PHOTO SARAH MONGEAU-BIRKETT, ARCHIVES LA PRESSE

« C’est Royal LePage qui me fournit ce service, précise Marc Lefrançois, courtier immobilier chez Royal LePage Tendance. Je le paye dans mes affiliations avec Royal LePage. »

Les frais varient de 175 $ à 200 $ selon les enseignes.

« Il faut que je me connecte, puis que j’entre le numéro de téléphone que je veux appeler, et ça m’indique si ce numéro est sur la liste ou pas. Mais je ne fais pas ce type d’appels », précise-t-il.

Les organismes de bienfaisance, les journaux qui offrent des abonnements, les partis politiques et leurs candidats de même que les entreprises effectuant des études de marché, des sondages ou des enquêtes sont exemptées de l’application des Règles sur la LNNTE.

Les entreprises avec lesquelles vous avez une relation d’affaires en sont également exemptées, indique le CRTC. Par exemple, si vous avez fait affaire avec un courtier immobilier au cours des 18 derniers mois, il a le droit de vous téléphoner même si votre numéro est inscrit sur la liste.

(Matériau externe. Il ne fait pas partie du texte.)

PR #305, opened 2024-01-04
perf: only create APP when it is really needed

joanise:
This speeds up g2p -h by a couple seconds on my machine.

It continues to bother me that `g2p -h` takes about 7 seconds, now 5 seconds with this PR. It should be sub-second, but it's taking refactoring I don't think we want to do it. However, this small patch is a first step.

### DIFF
--- a/g2p/cli.py
+++ b/g2p/cli.py
@@ -17,7 +17,6 @@ from networkx import has_path
 from g2p import make_g2p, make_tokenizer
 from g2p._version import VERSION
 from g2p.api import update_docs
-from g2p.app import APP
 from g2p.exceptions import InvalidLanguageCode, MappingMissing, NoPath
 from g2p.log import LOGGER
 from g2p.mappings import MAPPINGS_AVAILABLE, Mapping, MappingConfig
@@ -57,6 +56,8 @@ if "pytest" not in sys.modules:  # pragma: no cover
 
 def create_app():
     """Return the flask app for g2p"""
+    from g2p.app import APP
+
     return APP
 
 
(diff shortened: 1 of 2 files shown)


joanise:
Coverage goes down because 100% of the one added lines is not exercised: indeed, when we test the `APP` in the test suite, we do it via gunicorn rather than calling this `create_app()` function where I tucked the import.

dhdaines:
There should ... in theory ... be a way to test that line, but it doesn't seem to be really important.  I also agree that it should be instantaneous, it feels like g2p is already written in JavaScript, and yet we can't run it in the browser :)

joanise:
I do have a question: do we ever use (and do we still need) `g2p routes`, `g2p run` and `g2p shell`? Instead of `g2p run` we normally use `run_studio.py` or `gunicorn`, and `g2p routes` is half replaced by http://localhost:5000/docs (although I used `g2p routes` to figure that out...)

If we remove the Flask app altogether from the CLI and keep only the regular cli operation in the CLI, then I can get it to load nearly instantly relatively easily.

roedoejet:
> I do have a question: do we ever use (and do we still need) `g2p routes`, `g2p run` and `g2p shell`? Instead of `g2p run` we normally use `run_studio.py` or `gunicorn`, and `g2p routes` is half replaced by http://localhost:5000/docs (although I used `g2p routes` to figure that out...)
> 
> If we remove the Flask app altogether from the CLI and keep only the regular cli operation in the CLI, then I can get it to load nearly instantly relatively easily.

I personally don't have any use for `routes`, `run` or `shell` so this seems reasonable if it results in a performance bump like you say.

joanise:
> There should ... in theory ... be a way to test that line, but it doesn't seem to be really important

It turned out it wasn't hard, so I just pushed a second commit doing it.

Quand il y a violation, le CRTC va frapper à la porte de l’agence immobilière. Elle risque de recevoir une amende de 15 000 $ par infraction. Par exemple, si un courtier appelle un numéro de la liste, en dehors des heures permises et avec son numéro masqué, il commet trois infractions, rappelle Alain Garneau, directeur de la mise en application des télécommunications au CRTC.

Déposer une plainte

Vous pouvez porter plainte sur le site web de la LNNTE ou en appelant au numéro sans frais 1 866 580-3625.

Si vous recevez un appel non sollicité, le CRTC conseille de ne pas raccrocher, car pour déposer une plainte, vous devez fournir le nom ou le numéro de l’entreprise qui vous a téléphoné, de même que la date de l’appel et votre numéro de téléphone.

« On a des ressources limitées, mais on est quand même efficaces, soutient Alain Garneau. Tous les trois mois, on a une mise à jour de l’équipe d’enquête. »

Depuis la création du régime en 2008, le CRTC a imposé des sanctions administratives totalisant plus de 11 millions de dollars en lien avec des violations aux Règles sur les télécommunications non sollicitées. Les courtiers représentent environ 2 % de toutes les plaintes réparties entre les lignes d’astrologie payantes, les équipements de chauffage et de ventilation, les services d’entretien de pelouse, le nettoyage de conduits d’aération, les services de radio satellite et les magasins de meubles.

Signes de manipulation

Pour convaincre leurs interlocuteurs de leur accorder le mandat de vendre leur maison, les courtiers ne manquent pas d’arguments, qui peuvent s’apparenter à de la manipulation.

« Si tu démolis la confiance de la personne et te présentes comme quelqu’un de crédible, comme quelqu’un qui connaît le marché, c’est une arme puissante », affirme Christine Grou, présidente de l’Ordre des psychologues du Québec.

Surtout lorsqu’il est question de ce qui est souvent le plus gros actif d’une famille.

La combinaison de l’introduction de la peur et du doute dans la tête de quelqu’un et du biais d’expert est une tactique utilisée depuis longtemps dans divers domaines, rappelle-t-elle.

Il y a eu les « Vous ne vendrez pas sans courtier », martelés par plus de 80 courtiers. Puis les « Vos photos ne sont pas bonnes », même si j’ai pris la peine d’engager une photographe primée.

« Il y a des erreurs sur votre fiche », a-t-on aussi ajouté. Quelles erreurs ? « Ah non, désolé, fausse alerte, Madame. »

« Votre texte est mal écrit », disent certains. Vraiment ? « Le prix n’est pas bon », avancent d’autres. J’ai pourtant engagé un évaluateur agréé du secteur.

« Les affaires légales, c’est compliqué. » J’ai justement embauché un notaire. « C’est pas la même chose ; nous, on est spécialisés là-dedans », répond un courtier.

« C’est dangereux pour votre sécurité de faire les visites », ajoute-t-on.

« Quand un courtier utilise la technique qui consiste à mettre une personne dans le doute et tente de la convaincre que sa conduite va causer un tort, cette personne ne métabolise pas nécessairement que son interlocuteur est en conflit d’intérêts », explique Mme Grou.